Dunque, Zelensky sarebbe un ebreo nazista per Vladimir Putin mentre Hitler è stato un nazista comunista per Alice Waidel. Putin, che non ha mai combattuto in battaglia ma decretato molte guerre di aggressione, lo afferma per intestarsi in prima persona la vittoria sovietica sul nazifascismo (ad Est), spacciandola come vanto esclusivo della Russia senza i meriti degli Alleati (ad Est e Ovest!). Waidel lo asserisce per allontanare da sé e da AfD l’accusa di filonazismo, adoperando un sofisma mascherato da sillogismo: se Hitler era comunista, lei e AfD appartengono all’opposta area politica. Ma lasciamo il sanguinario despota Putin, un mentitore seriale, e consideriamo le interessate bugie, frammiste a parziali verità, dell’aspirante cancelliera Waidel.
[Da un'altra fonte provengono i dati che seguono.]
Issue #1809, opened 2026-07-24
Key alternation for previous_tab does not work


hongquan:
### Is this a reproducible bug?

- [x] I confirm this is a reproducible bug, not a feature request, idea, question, contribution proposal, or direction check.

### Current behavior

I added this in the config:

```toml
[keys]
new_tab = ["prefix+c", "f2"]
next_tab = ["prefix+n", "f4"]
previous_tab = ["f3", "prefix+p"]

[ui]
prompt_new_tab_name = false
```

But when pressing "F3", Herdr does not switch to the previous tab.
The "F2", "F4" still work as expected.
By the way, although `prompt_new_tab_name = false`, Herdr still asks for tab name when I create new tab.

### Expected behavior

Pressing "F3" will make switch to previous tab, like "prefix + b".

### Reproduction

Just add config like above.

### Impact

I have to keep pressing F4 to go to next tab, next tab, making one round to go to "previous tab".

### Environment

- Herdr version: 0.7.4
- Update channel (stable or preview): stable
- Operating system: Ubuntu 26.04
- Terminal: Ghostty
- Shell, if relevant: Fish
- Relevant config, if any: Pasted above

hongquan:
More info: With Numlock On, the F3 does not work, with Nunlock Off, the F3 works!

lyh970817:
Independent reproduction on a different terminal and OS: foot on NixOS, herdr 0.8.0 stable (this report is 0.7.4 / Ghostty).

With a binding on `f3`, pressing F3 does nothing: the binding does not fire, and the bytes do not reach the pane either. With `cat -v` running inside a herdr pane, F3 prints nothing, while the same key in bare foot prints `^[OR`. F1, F2, F4, F5 and F6 all work. Shift+F3 fails the same way.

Feeding a herdr client the exact bytes the terminal emits:

- `\x1b[15;1:1~` (F5) -> binding dispatches
- `\x1b[13;1:1~` (F3) -> nothing
- `\x1bOR` (F3, legacy SS3) -> binding dispatches

Client log for the failing case:

```
dropping unsupported escape sequence sequence="\u{1b}[13;1:1~"
```

Reproduction note: synthesizing F3 as `\x1bOR` masks this, because that is not the form the terminal emits while the kitty keyboard protocol is active.

The same `\x1b[11;...~`-`\x1b[14;...~` form was reported in #818.

boognevatz:
as a workaround you can put this into ~/.config/foot/foot.ini

[...]

PR #2378, opened 2026-08-05
fix: recognize kitty CSI-u codepoints for F1 through F12

ashokDevs:
## Summary

`kitty_codepoint_to_keycode` mapped codepoints for F13-F35 (57376-57398) but had no entries for F1-F12 (57364-57375), so those silently fell through to `None`. Terminals that send function keys as full kitty CSI-u sequences (e.g. Ghostty, which enables the kitty keyboard protocol by default) had F1-F12 dropped entirely.

## Reproduction

Confirmed live against a running herdr session: built the binary, started an isolated dev session with `previous_tab`/`next_tab` bound to F3/F4, and injected the raw byte sequences a kitty-protocol terminal sends for those keys (`\x1b[57366u` for F3, `\x1b[57367u` for F4) directly into the pane. Before the fix, both did nothing. After the fix, both correctly switched tabs.

I could not reproduce the exact asymmetry in #1809 (reporter says F2/F4 worked but F3 didn't) - in my testing the gap affects F1-F12 uniformly. This fix addresses the confirmed underlying gap either way.

## Tests

- `just lint`
- `just ci` (3066 tests, 0 failures)
- Added `kitty_f1_through_f12_codepoints_are_recognized`, replacing `unknown_kitty_functional_key_remains_unsupported` which had codified the gap as expected behavior

refs #1809

### DIFF
--- a/src/input/parse.rs
+++ b/src/input/parse.rs
@@ -262,6 +262,7 @@ fn kitty_codepoint_to_keycode(codepoint: u32) -> Option<KeyCode> {
         57361 => Some(KeyCode::PrintScreen),
         57362 => Some(KeyCode::Pause),
         57363 => Some(KeyCode::Menu),
+        57364..=57375 => Some(KeyCode::F((codepoint - 57364 + 1) as u8)),
         57376..=57398 => Some(KeyCode::F((codepoint - 57376 + 13) as u8)),
         57399 => Some(KeyCode::Char('0')),
         57400 => Some(KeyCode::Char('1')),
@@ -318,13 +319,8 @@ fn kitty_codepoint_to_keycode(codepoint: u32) -> Option<KeyCode> {
         57452 => Some(KeyCode::Modifier(ModifierKeyCode::RightMeta)),
         57453 => Some(KeyCode::Modifier(ModifierKeyCode::IsoLevel3Shift)),
         57454 => Some(KeyCode::Modifier(ModifierKeyCode::IsoLevel5Shift)),
-        value if is_kitty_functional_codepoint(value) => None,
         value => char::from_u32(value).map(KeyCode::Char),
     }
-}
-
-fn is_kitty_functional_codepoint(codepoint: u32) -> bool {
-    (57358..=57454).contains(&codepoint)
 }
 
 #[allow(dead_code)] // Reserved for the upcoming raw stdin parser.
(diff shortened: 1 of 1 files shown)


lyh970817:
A question about scope, not a review: this PR maps the kitty CSI-u codepoints (57364-57375) for F1-F12. Is it also intended to cover the case in #1809 where F3 arrives as `\x1b[13;1:1~`, the parameterized CSI tilde form rather than a CSI-u codepoint?

I have not built or tested this branch, so I am not claiming either way. I only note that my reproduction of #1809 (foot, herdr 0.8.0) produces the tilde form, and I could not tell from the description whether that path is in scope.

Happy to test a build against that reproduction if it is useful.

WAY29:
hey any review about this? need this fix

ogulcancelik:
@ashokDevs this narrow CSI-u F1-F12 fix is still needed and is not superseded by #2578. the implementation review is clean. please rebase onto current master, add the user-facing entry to `docs/next/CHANGELOG.md`, and rerun checks and both review bots.

JJLiebig:
Re CodeRabbit's outside-diff finding on `src/input/parse.rs`:

Confirmed. `parse_xterm_modified_special_sequence` maps tilde codes `2,3,5,6,15,17,18,19,20,21,23,24` but not `11`–`14`, so foot's parameterized F3 form `\x1b[13;1:1~` falls through and is reported as `RawInputEvent::Unsupported`, while the bare `\x1b[13~` at the top-level match maps to `KeyCode::F(3)`.

That is a distinct encoding family (parameterized CSI-tilde) from the kitty CSI-u codepoint mapping this PR is scoped to. Per the requested narrow CSI-u F1–F12 scope, and CodeRabbit's own suggestion to add the tilde mapping separately from the CSI-u mapping, this diff stays narrow. The parameterized CSI-tilde F1–F4 mapping is recorded as a separate follow-up for #1809.

JJLiebig (approved):
Validated end to end locally.

Rebased on current master; the diff is limited to src/input/parse.rs and src/raw_input.rs. Tests pass (input::parse 40/40, raw_input 102/102) and CI is green across linux/macOS/windows + ConPTY, conventional-commits, and CodeRabbit.

Live check: ran a real Herdr Linux client under a PTY with previous_tab = "f3" / next_tab = "f4" and injected the raw sequences. \x1b[57366;1u (F3) and \x1b[57367;1u (F4) switch tabs on this branch; the same injection against the pre-fix parser does nothing. Legacy \x1bOR works in both, so the test harness and binding are sound.

The parameterized foot CSI-tilde form (\x1b[13;1:1~) is intentionally out of scope and will be handled separately; this PR stays the narrow kitty CSI-u F1–F12 fix.

JJLiebig:
@greptileai
@coderabbitai
final review pls

JJLiebig:
Re the `docs/next/CHANGELOG.md` ask: leaving this out of the PR is intentional, not an oversight.

Per `AGENTS.md`, normal feature/fix work must not edit `docs/next/CHANGELOG.md` — it keeps long-lived branches from conflicting over one shared release file, and refreshing an older PR should drop any changelog-only diff.

The changelog is also not auto-generated from commits. `scripts/changelog.py prepare` only rolls a hand-curated `## Unreleased` section into the versioned `## [x.y.z] - date` section (it errors if `Unreleased` is empty); the user-facing prose is authored during the pre-release audit from the commit inventory. This commit's subject and `refs #1809` are that source material, so the entry gets written at release preparation.

No changelog edit here; the code mapping itself has no defect.

PR #2382, opened 2026-08-05
fix(sidebar): highlight active agent in collapsed sidebar

ianks:
## Current behavior

In the collapsed sidebar, every agent row in the bottom section renders with the same muted style, so there is no way to tell which agent is active. The workspace list in the section directly above does mark its active entry, which makes the two lists look inconsistent at a glance.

In particolare, cerchiamo un fondamento all’asserzione “Hitler era comunista” ovvero la risposta alla domanda “Hitler era davvero comunista?”. Sia come affermazione sia come interrogativo, il tema, in verità sorprendente, ha suscitato enorme interesse sui media e sui social, anche perché la conversazione Musk-Waidel si è svolta sulla piattaforma X (Twitter), coinvolgendo milioni di persone nel mondo.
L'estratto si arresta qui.